Computer Vision Course 2024-01
Apache License 2.0
9 stars 3 forks source link

[Lecture4][0412] 4 Questions about Harris Corner, SIFT #14

Closed choigiheon closed 4 months ago

choigiheon commented 7 months ago

@yjyoo3312, I have 4 questions about Harris Corner and SIFT.

  1. This question is about The issue #5 . I want to double-check if my understanding is correct. There are two ways to blur an image: applying Gaussian blur or performing downsampling and resampling subsequently. If blurring is done using the former method, it results in a Gaussian pyramid, while using the latter method results in a Laplacian pyramid, is it right?

  2. image
image

It seems like the meaning of "scale" differs between the first and second images. In the first image, it appears to represent octaves, while in the second image, it seems to represent layers, i.e. different sigmas. Are both concepts related to the term "scale" and thus referred to as "scale"?

3. image

SIFT does not use Harris Corner Detector on the 'space' axis; instead, it employs DoG (Difference of Gaussians). As learned in the previous lecture, DoG approximates the Laplacian. Therefore, does SIFT treat the local maxima of the Laplacian as keypoints? And is it reasonable? I'm not sure what the local maxima of the Laplacian means.

  1. In SIFT, has DoG on the 'scale' axis been replaced by Scale Space Extrema?

Thank you for reading my lengthy text!

yjyoo3312 commented 6 months ago

@choigiheon Thank you for the summary! very helpful in clarifying the explanations.

  1. Yes, the critical aspect of the Laplacian pyramid is that it stores the difference between blurred images, approximating a Laplacian-filtered image. The Laplacian pyramid often contains these subtracted images resulting from downsampled and resampled processes, whereas the Difference of Gaussian (DoG) pyramid stores differences between images blurred at varying Gaussian scales. The DoG pyramid is also referred to by many as the Laplacian of Gaussian (LoG) pyramid.
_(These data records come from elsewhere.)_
Issue #182, opened 2019-01-25
Trigger range is bad in xid-sdl


JayFoxRox:
https://github.com/xqemu/xqemu/blob/47452495c00b48a2bdcc252c3dacd62eb2929c29/hw/xbox/xid-sdl.c#L273-L280

The state is shifted by 8 bits. However, according to https://wiki.libsdl.org/SDL_GameControllerGetAxis:

> Triggers, however, range from 0 to 32767 (they never return a negative value).

32767 is 0x7FFF, so we'd be using `0x7FFF >> 8` which is 0x7F.

I assume Xbox triggers range from 0 to 0xFF. So the effective range of our triggers is only roughly 50% of the intended range.

We have gotten reports that triggers don't work in "Jet Set Radio Future" and I believe this could have to do with a 50% deadzone (although I did not confirm this).

The correct shift amount would be 7 bits, because `0x7FFF >> 7` is 0xFF, which would result in the full range.

PR #183, opened 2019-01-25
xid: Fix trigger range in xid-sdl

CakeLancelot:
Fixes xqemu/xqemu#182

Tested and the deadzone issue seems to be fixed in jJet Set Radio Future.


GXTX:
This PR fixes the triggers for me. Thank you!

JayFoxRox:
Waiting for rename of commit.

I'd also rather not have commits link to specific GitHub issues as the git should be independent of the GitHub infrastructure + GitHub quickly has bugs with showing the commit in wrong contexts.
An empty description is fine for such small / logical changes.

PR #503, opened 2020-06-26
CompositeId: identifier codec for location feature sets

### LINKED ISSUE #502: Create composite ID library to handle multi-location selection IDs
**Description**
One crucial piece of our multi-location features is _identification_: selections need _identifiers_ that uniquely and unambiguously define the features they contain.  These allow us to pass those selections between various components of MOVE:

- from MOVE itself to emails and copied permalinks;
- from MOVE's frontend to REST API endpoints in the MOVE web application;
- from MOVE's frontend to MOVE Reporter, to generate a series of reports;
- (possibly) from various backend components to the database.

**Acceptance Criteria**
- [x] create `CompositeId` class and test suite;
- [x] encode a list of feature identifiers into a shortened URL-friendly string;
- [x] decode that string back into feature identifiers;
- [x] add robust tests, including fuzz tests, for all encode / decode operations.

candu:
# Issue Addressed
This PR closes #502 .

# Description
We introduce `CompositeId`, a "codec" (encoder / decoder) for location feature sets.  It uses `BitStream` to build up a compact binary representation of a set of location features.  `BitStream#toString` serializes that binary representation to a URL-safe base64 string, while `BitStream.fromString` deserializes that string back to the binary representation.  `CompositeId` wraps this serialization / deserialization into its `encode` and `decode` methods.

`decode` and `fromString` perform extra validation; the corresponding unit tests include tests for these error conditions.  We also provide a full set of test cases, including fuzz tests that try encode / decode cycles with randomly-generated feature sets.

# Tests
See above description: `npx jest BitStream.spec.js` and `npx jest CompositeId.spec.js` test these two libraries.  Pre-commit checks pass.

### DIFF
--- a/package-lock.json
+++ b/package-lock.json
@@ -9464,9 +9464,9 @@
       }
     },
     "base64-js": {
-      "version": "1.3.0",
-      "resolved": "https://registry.npmjs.org/base64-js/-/base64-js-1.3.0.tgz",
-      "integrity": "sha512-ccav/yGvoa80BQDljCxsmmQ3Xvx60/UpBIij5QN21W3wBi/hhIC9OoO+KLpu9IJTS9j4DRVJ3aDDF9cMSoa2lw=="
+      "version": "1.3.1",
+      "resolved": "https://registry.npmjs.org/base64-js/-/base64-js-1.3.1.tgz",
+      "integrity": "sha512-mLQ4i2QO1ytvGWFWmcngKO//JXAQueZvwEKtjgQFM4jIK0kU+ytMfplL8j+n5mspOfjHwoAg+9yhb7BwAHm36g=="
     },
     "base64url": {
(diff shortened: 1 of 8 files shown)


package-lock.json
```diff
@@ -9464,9 +9464,9 @@
       }
     },
     "base64-js": {
-      "version": "1.3.0",
-      "resolved": "https://registry.npmjs.org/base64-js/-/base64-js-1.3.0.tgz",
-      "integrity": "sha512-ccav/yGvoa80BQDljCxsmmQ3Xvx60/UpBIij5QN21W3wBi/hhIC9OoO+KLpu9IJTS9j4DRVJ3aDDF9cMSoa2lw=="
+      "version": "1.3.1",
```
candu, line 9467: assuming this is a dependency of some other library...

  2. That's a valid concern. In terms of scale-space extrema, each point checks against 27 neighbors from DoG images at preceding and subsequent intervals within the same octave. Here, 'scale' refers to the level of blurriness dictated by different sigma values in images of the same resolution within the same octave. A blurrier image is an approximation of a more downscaled image.
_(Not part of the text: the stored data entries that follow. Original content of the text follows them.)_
Issue #507, opened 2020-06-26
Multi-location: stub out location selector box


candu:
**Description**
Multi-location designs include a selector box at top-left for selecting multiple locations.  This task refactors frontend code to stub that box out for now.

**Acceptance Criteria**
- [x] decouple `FcSearchBarLocation` from `vuex` store, and instead build it using `FcMixinVModelProxy`;
- [x] in single-location mode, wrap `FcSearchBarLocation` in a component that handles syncing to `vuex` store;
- [x] swap single-location pieces of state in `vuex` store out for multi-location selections;
- [x] stub out Edit mode layout for multi-location selector, and add at top-left of map;
- [x] "Cancel" button switches back to single-location mode;
- [x] reuse `FcSearchBarLocation` within multi-location selector, and adjust visual style to create "stacking" effect.

For now, the "include..." checkbox and "Done" button should do nothing.

candu:
Closed by #521 (but forgot to tag this issue there.)

PR #518, opened 2020-06-29
Multi-location support for collision, study, and study request APIs

candu:
# Issue Addressed
This PR makes progress on #507 .

# Description
We change collision, study, and study request APIs that fetch data by centreline feature to support multi-location feature selections, backed by `CompositeId` and the new `Joi.compositeId()` validator.

We then change `WebApi` to wrap existing single-location calls into this new multi-location setup, so that we can shift towards multi-location backend calls without immediately changing frontend callsites.

# Tests
Updated REST API and DAO tests.  Loaded View Data in the frontend to verify that it still works properly.


candu:
Rubber-stamping this one for now to move forward.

  3. Correct, the SIFT algorithm primarily identifies key points from LoG images, which can also be approximated by DoG images. The shape of the Laplacian (or DoG) kernel is crucial here; its maximum response typically corresponds to corner-like features. In 1D, it detects 1D discontinuities, and in 2D, it identifies discontinuities along both the x and y axes, indicative of a corner.

  4. Yes, as mentioned in response to question 2, the DoG, derived from varying sigma levels, essentially defines the 'Scale' in Figure 3 for each octave.

choigiheon commented 6 months ago

Thank you for your kindness!! Now, I can understand what Harris Corner and SIFT are.

Note : This is not a question, I just wanna share other students the result below.

Screenshot 2024-04-14 at 15 53 39

First: Directly applying Laplacian Kernel / Second: Laplacian (or DoG) in Laplacian Pyramid / Third: Laplacian (or DoG) in DoG Pyramid

This result was different from my expectation. I thought that the Laplacian Pyramid cannot approximate Laplacian (or DoG). Because the Laplacian Pyramid's downsampling and resampling don't include Gaussian filters, but Gaussian filters are essential to DoG.

However, the three images are similar! The reason is that in OpenCV, downsampling and resampling are done by cv2.pyrDown() and cv2.pyrUp(), respectively. Both methods apply a Gaussian filter first, and then reshape a image. I think the results would be different if a implementation of downsampling or resampling doesn't include Gaussian Blur.